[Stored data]

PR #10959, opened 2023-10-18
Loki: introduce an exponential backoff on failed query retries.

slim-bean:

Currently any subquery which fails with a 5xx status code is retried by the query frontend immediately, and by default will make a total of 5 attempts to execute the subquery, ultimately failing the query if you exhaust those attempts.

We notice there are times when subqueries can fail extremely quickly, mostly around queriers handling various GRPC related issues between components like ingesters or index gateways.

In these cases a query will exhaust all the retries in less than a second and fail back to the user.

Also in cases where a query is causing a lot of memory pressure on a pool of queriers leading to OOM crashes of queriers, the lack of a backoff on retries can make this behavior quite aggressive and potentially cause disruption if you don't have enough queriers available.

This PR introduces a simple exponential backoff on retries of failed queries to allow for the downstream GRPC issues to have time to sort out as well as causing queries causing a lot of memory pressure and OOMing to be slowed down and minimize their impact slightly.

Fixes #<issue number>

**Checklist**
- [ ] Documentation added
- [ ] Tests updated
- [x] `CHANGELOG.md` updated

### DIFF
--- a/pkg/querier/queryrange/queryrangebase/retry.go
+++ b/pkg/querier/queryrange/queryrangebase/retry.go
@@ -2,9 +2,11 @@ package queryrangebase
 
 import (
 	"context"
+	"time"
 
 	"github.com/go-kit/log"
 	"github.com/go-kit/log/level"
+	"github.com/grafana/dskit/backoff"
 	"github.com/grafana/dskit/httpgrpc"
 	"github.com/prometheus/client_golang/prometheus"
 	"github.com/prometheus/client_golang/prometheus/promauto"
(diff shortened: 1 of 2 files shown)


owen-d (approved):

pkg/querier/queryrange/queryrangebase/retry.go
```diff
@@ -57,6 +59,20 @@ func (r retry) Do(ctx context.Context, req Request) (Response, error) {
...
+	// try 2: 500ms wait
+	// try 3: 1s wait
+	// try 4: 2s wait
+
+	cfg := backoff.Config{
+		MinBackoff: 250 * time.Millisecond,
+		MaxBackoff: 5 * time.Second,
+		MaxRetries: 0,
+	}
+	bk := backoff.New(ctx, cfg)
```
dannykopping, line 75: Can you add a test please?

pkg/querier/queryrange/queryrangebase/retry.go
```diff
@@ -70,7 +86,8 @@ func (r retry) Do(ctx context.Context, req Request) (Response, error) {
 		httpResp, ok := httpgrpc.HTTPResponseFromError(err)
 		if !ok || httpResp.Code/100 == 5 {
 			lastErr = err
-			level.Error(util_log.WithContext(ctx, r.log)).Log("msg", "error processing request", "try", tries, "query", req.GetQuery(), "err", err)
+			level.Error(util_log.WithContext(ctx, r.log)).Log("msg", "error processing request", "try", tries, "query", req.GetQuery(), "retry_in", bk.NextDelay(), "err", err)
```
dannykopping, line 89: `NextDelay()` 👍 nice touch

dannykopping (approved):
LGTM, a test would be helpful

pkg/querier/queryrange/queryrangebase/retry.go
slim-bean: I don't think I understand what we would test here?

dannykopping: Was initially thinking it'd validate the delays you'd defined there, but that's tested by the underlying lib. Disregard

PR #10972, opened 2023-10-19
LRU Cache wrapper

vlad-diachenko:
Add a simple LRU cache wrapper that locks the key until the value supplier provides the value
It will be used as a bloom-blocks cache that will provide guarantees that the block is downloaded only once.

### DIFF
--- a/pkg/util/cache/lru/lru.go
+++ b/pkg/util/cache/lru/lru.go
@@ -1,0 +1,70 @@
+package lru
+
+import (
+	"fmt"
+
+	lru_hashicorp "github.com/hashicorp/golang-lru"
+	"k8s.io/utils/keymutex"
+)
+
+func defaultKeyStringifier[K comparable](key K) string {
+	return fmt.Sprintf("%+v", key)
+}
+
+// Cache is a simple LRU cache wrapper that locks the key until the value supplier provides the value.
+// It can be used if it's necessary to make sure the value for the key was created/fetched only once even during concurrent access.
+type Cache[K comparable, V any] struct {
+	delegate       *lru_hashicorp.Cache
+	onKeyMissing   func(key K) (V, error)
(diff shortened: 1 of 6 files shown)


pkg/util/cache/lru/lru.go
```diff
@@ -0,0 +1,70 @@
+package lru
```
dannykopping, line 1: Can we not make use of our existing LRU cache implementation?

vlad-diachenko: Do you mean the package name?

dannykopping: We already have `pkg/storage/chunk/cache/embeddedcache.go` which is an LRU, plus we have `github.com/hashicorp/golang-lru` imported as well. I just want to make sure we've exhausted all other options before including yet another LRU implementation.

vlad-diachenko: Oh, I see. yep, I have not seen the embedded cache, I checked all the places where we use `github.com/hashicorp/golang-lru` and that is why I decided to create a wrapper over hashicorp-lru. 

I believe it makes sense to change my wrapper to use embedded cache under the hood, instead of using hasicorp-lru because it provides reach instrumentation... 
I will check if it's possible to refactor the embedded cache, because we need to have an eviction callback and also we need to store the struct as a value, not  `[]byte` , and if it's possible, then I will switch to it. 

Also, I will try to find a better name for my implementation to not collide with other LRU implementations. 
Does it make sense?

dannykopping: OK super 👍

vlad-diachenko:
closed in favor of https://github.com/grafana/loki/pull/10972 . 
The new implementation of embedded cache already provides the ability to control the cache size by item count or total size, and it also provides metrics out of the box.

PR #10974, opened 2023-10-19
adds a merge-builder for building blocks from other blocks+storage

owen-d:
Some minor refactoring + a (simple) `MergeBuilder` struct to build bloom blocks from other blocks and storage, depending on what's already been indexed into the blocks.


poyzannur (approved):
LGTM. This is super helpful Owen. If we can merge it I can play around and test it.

◆ What is needed ◆
Write out, from the lines above, only those from the line with "dannykopping, line 1: Can" to the line with "vlad-diachenko: Oh, I", exactly as given, including the first and the last.

◆ Task response ◆
dannykopping, line 1: Can we not make use of our existing LRU cache implementation?

vlad-diachenko: Do you mean the package name?

dannykopping: We already have `pkg/storage/chunk/cache/embeddedcache.go` which is an LRU, plus we have `github.com/hashicorp/golang-lru` imported as well. I just want to make sure we've exhausted all other options before including yet another LRU implementation.

vlad-diachenko: Oh, I see. yep, I have not seen the embedded cache, I checked all the places where we use `github.com/hashicorp/golang-lru` and that is why I decided to create a wrapper over hashicorp-lru. 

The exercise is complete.